As-tu toujours eu cette envie de parler d’amour ?
D’une manière, oui. Quand j’avais six ans, j’étais à la messe avec ma grand-mère et je lui ai dit : « Mamie, j’aimerais ça aller parler en avant. » Elle m’a alors demandé : « Et tu leur parlerais de quoi si tu allais en avant ? » Et moi de lui répondre : « Je parlerais de l’amour, mamie ! »
Ma grand-mère m’a rappelé ce souvenir sur son lit de mort et elle a ajouté : « Promets-moi une chose, que tu vas toujours continuer de parler d’amour. » Ça, pour moi, c’est extrêmement marquant et je trouve que ça résume parfaitement l’apport de ma grand-mère dans ma vie.
On manque de confiance et c’est pourquoi on pense qu’il faut tout contrôler. Mais au fond, on se prend pour Dieu quand on fait ça. Alors que si on se place davantage dans l’amour, tout d’un coup tout se place, le meilleur arrive, même si ce n’est pas nécessairement le meilleur tel qu’on l’avait imaginé.
Aujourd’hui, avec le métier que je fais, que j’enseigne la psychologie positive ou que j’écrive des livres, j’ai l’impression que je parle tout le temps d’amour. Mon intention profonde, c’est de semer plus d’amour en ce monde. Que les gens parviennent à se sentir profondément aimés. Qu’ils soient amour dans toutes les facettes de leur vie.
Il y a une phrase de saint François de Sales qui me suit tout le temps : « Rien par force, tout par amour. » Ça revient encore et toujours à l’amour ! Mais combien de fois force-t-on ? On manque de confiance et c’est pourquoi on pense qu’il faut tout contrôler. Mais au fond, on se prend pour Dieu quand on fait ça. Alors que si on se place davantage dans l’amour, tout d’un coup tout se place, le meilleur arrive, même si ce n’est pas nécessairement le meilleur tel qu’on l’avait imaginé.
Qu’est-ce qui selon toi pourrait le plus changer positivement notre monde ?
Un ami prêtre m’a dit un jour : « Imaginez un monde où les êtres humains se sentiraient profondément aimés.
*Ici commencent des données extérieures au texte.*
Issue #162, opened 2023-05-25
Export filename should use Prefix and Suffix


mzieg:
I actually thought I implemented this at one point, but maybe not.

Right now we have Prefix and Suffix fields on the GUI which simply prepend/append the strings directly to saved filenames.  I feel like if those fields have values, they should be applied to Export files as well; right now I think they aren't.

mzieg:
resolved in #168

PR #168, opened 2023-06-07
Fix various reported Save and Export issues

mzieg:
The use-case is to launch ENLIGHTEN, use "Load" to load several previously-saved single-Measurement CSV files, then clicking "Export".

Digging into the code, it looks like at some point ColumnFileParser started storing metadata internally as a list (presumably for use when loading multi-Measurement export files).  This broke single-file load.  Also there seemed to be confusion on field capitalization, and an assumption that metadata would always include wavecal coeffs.

The changes were tested by successfully loading several spectra collected over a span of days and re-exporting them.

### DIFF
--- a/enlighten/parser/ColumnFileParser.py
+++ b/enlighten/parser/ColumnFileParser.py
@@ -45,7 +45,7 @@ class ColumnFileParser(object):
 
     def parse(self) -> Measurement:
         # read through the input file by line, loading data locally
-        self.csv_loader.load_data()
+        self.csv_loader.load_data(scalar_metadata=True)
 
         # put loaded data into where it goes in ENLIGHTEN datatypes
         self.post_process_metadata()
@@ -61,17 +61,16 @@ class ColumnFileParser(object):
             processed_reading = self.processed_reading,
             save_options      = self.save_options)
 
-        # log.info(f"\nAfter creating measurement the wave coeffs are {m.settings.eeprom.wavelength_coeffs}\n")
-
-        # note that label often won't be what the user expected, because they
-        # may have editted it in the Capture Bar AFTER the file was created,
-        # and currently we don't re-save the file when the label is changed.
-        # (nor do we rename the file with the label, as that would rule-out
-        # many characters and syntax in the label)
         if "Label" in self.metadata:
             m.label = self.metadata["Label"]
         else:
+            # this was probably for an external script
             m.label = os.path.splitext(os.path.basename(self.pathname))[0]
+
+        # attributes of Measurement itself
+        for k in ["Note", "Prefix", "Suffix"]:
+            if k in self.metadata:
+                setattr(m, k.lower(), self.metadata[k])
 
         # this parser only loads a single measurement, so the file is renamable
         m.add_renamable(self.pathname)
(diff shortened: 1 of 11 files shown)


mzieg:
Fixes #162

enlighten/parser/ColumnFileParser.py
```diff
@@ -83,10 +83,20 @@ def parse(self) -> Measurement:
...
         if field not in self.metadata or self.metadata[field] is None:
             return 0
 
-        s = self.metadata[field].strip()
+        v = self.metadata[field]
+        if type(v) is list:
+            if len(v) == 1:
+                s = v[0]
+            else:
+                s = str(v)
```
samiebee43, line 95: This value `s` will never be safe to convert to float.

enlighten/parser/ColumnFileParser.py
```diff
@@ -83,10 +83,20 @@ def parse(self) -> Measurement:
...
+        else:
+            s = str(v)
+
+        s = s.strip()
```
samiebee43, line 99: not needed

enlighten/parser/ColumnFileParser.py
```diff
@@ -83,10 +83,20 @@ def parse(self) -> Measurement:
     # ##########################################################################
 
     def get_safe_float(self, field):
```
samiebee43, line 85: this method should be in Common.py and take the dictionary as an argument

mzieg: I'm hoping we can leave it local, now that it's smaller and simpler (less worthy of re-use)

enlighten/parser/ColumnFileParser.py
mzieg: simplified

mzieg:
found some bugs, taking back to draft

mzieg:
Expanded use-case:

- Take 2 spectra A.csv and B.csv
- exit ENLIGHTEN
- DISCONNECT SPECTROMETER
- relaunch ENLIGHTEN
- Load A.csv and B.csv
- Export A and B to make AB.csv
- (visually compare A, B and AB in Excel)
- exit ENLIGHTEN
- relaunch ENLIGHTEN
- load AB.csv
- re-export to create AB2.csv
- exit ENLIGHTEN
- (visually compare AB.csv and AB2.csv in Excel)

mzieg:
Hi Samie, just to forestall some obvious observations:

- ExportFileParser and ColumnFileParser clearly need to share more code, if not be merged into a single package
- Much of enlighten.file_io should probably follow CSVLoader into Wasatch.PY
- We should consider either changing the current CSV (individual and export) file formats, or adding new ones, that can be automatically loaded / generated through Pandas or similar, as long as they remain "intuitively useful" from Excel.  The current file formats were intended to be "easy for humans to use from Excel," but are a little clunky programmatically.  (Of course, that's what the JSON formats were provided for, so programmers wouldn't *need* to futz around with the CSVs.)

All of those are valid long-term goals.  At this point, I'm just trying to fix some clear but staightforward bugs in our current implementation.

enlighten/parser/ExportFileParser.py
```diff
@@ -414,6 +426,10 @@ def process_data(self, values):
                     if len(value) == 0:
                         continue
 
+                    # MZ: honestly not sure how to handle these
+                    if value == "NA":
+                        value = 0
```
samiebee43, line 431: [Suggestion] If it's a float you could use `float('NaN')`. Doesn't work for ints.

samiebee43 (approved):
I want to avoid using `setattr`, but I'll let it go.

[L199:ExportFileParser](https://github.com/WasatchPhotonics/ENLIGHTEN/blob/97519d5ee9e3bde6569cd7740d152927661300c6/enlighten/parser/ExportFileParser.py#L199)

It certainly makes the code prettier than the 8-line alternative, but it makes regex and static analysis harder.

samiebee43:
All non-resolved contentions, observations, whatever I put into issues which we can deal with later. Feel free to merge and close this thread.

Comment mèneraient-ils leurs vies ? » Ça change tout, parce que souvent on sait bien que les êtres humains qui n’agissent pas de la bonne façon, qui sont méchants ou blessants, ils sont ainsi parce qu’ils sont eux-mêmes blessés à l’intérieur. Et la plus grande blessure, c’est l’impression de ne pas être aimé, de ne pas être vu, de ne pas être apprécié. Je pense qu’il y a tout un travail à faire dans notre société par rapport à ça. C’est une question extrêmement importante qui peut vraiment tout changer.
Bref, je suis convaincue que plus il y aura de personnes qui auront la foi, mieux notre monde va se porter. Que ce soient la foi chrétienne ou d’autres, mais que ce soit lié à l’amour. La racine, c’est l’amour. Comment puis-je être davantage dans l’amour ?
J’ai écrit un livre qui s’intitule Le Miracle et le sous-titre est Que ferait l’amour ? C’est une sœur du collège Jésus-Marie où j’ai passé mon adolescence qui nous posait souvent cette question quand on se chicanait. Je trouvais ça ridicule à 14 ans, car je ne comprenais pas le sens profond de la question. Mais aujourd’hui, j’ai tout le temps ça en tête. Si je suis face à quelqu’un qui est méchant ou impatient et que je suis tentée de répondre sur le même ton, alors je me pose cette question : « Que ferait l’amour ? » Si je peux agir dans l’amour, ça change tout.